NAFTA(北米自由貿易協定)が変わるなら、新しいルールに適応する。」


 

一方で、このような声も…。

日本電産 永守重信 社長
「常時、そういうリスクがあることを前提に、工場の分散を世界各地でやっている。
アメリカにも工場を持っているし、場合によって逆にメキシコから移管する可能性もある。
ない方がいいかもしれないが、あったとしてもそんなに深刻な問題ではない。」

どうなるNAFTA 日本企業は?

NAFTAの見直しは、実際に進むのか?
専門家は、見直しにはさまざまな手続きがあり、すぐには進まないと見ています。

三井物産戦略研究所 山田良平 主席研究員
「アメリカが関税を引き上げたいと言えば、メキシコ・カナダも同じことを言う可能性がある。
そう簡単に交渉は終わるものではない。
さらに再交渉が終わったとしても、もう1回、議会に持ち帰って批准する必要が生じてくる。
いくつかのハードルがあると言える。
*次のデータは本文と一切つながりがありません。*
PR #2559, opened 2020-04-26
Test supported node versions

domoritz:
https://nodejs.org/en/about/releases/

### DIFF
--- a/.travis.yml
+++ b/.travis.yml
@@ -4,7 +4,7 @@ node_js:
   - "12"
   - "14"
 before_install:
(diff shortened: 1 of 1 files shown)


domoritz:
Looks like we are having the same issue as in https://github.com/vega/vega/pull/2447.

」
 

では今後、日本企業はどう対応していけばいいのでしょうか?

三井物産戦略研究所 山田良平 主席研究員
「在米での日系企業の貢献をアピールしていくしかないと思う。
雇用も現地で80万人以上創出している。
そうした貢献を、新政権やワシントンの中で説明していくことがいちばん重要。」

“トランプ砲” 一方的な警告は疑問

鈴木
「“トランプ砲”とも言われるツイッターが放たれたのは、日本時間のけさ3時すぎだったんです。
ですから今後も、早朝から突然驚かされることがたびたびありそう。」

河野
「先ほどの専門家によると、関税の引き上げはそんなに簡単ではないということでしたが、それでもアメリカの大統領から標的にされて、しかもツイッターで一方的に警告されるというのは、言ってみれば、どう喝を受けるようなものですよね。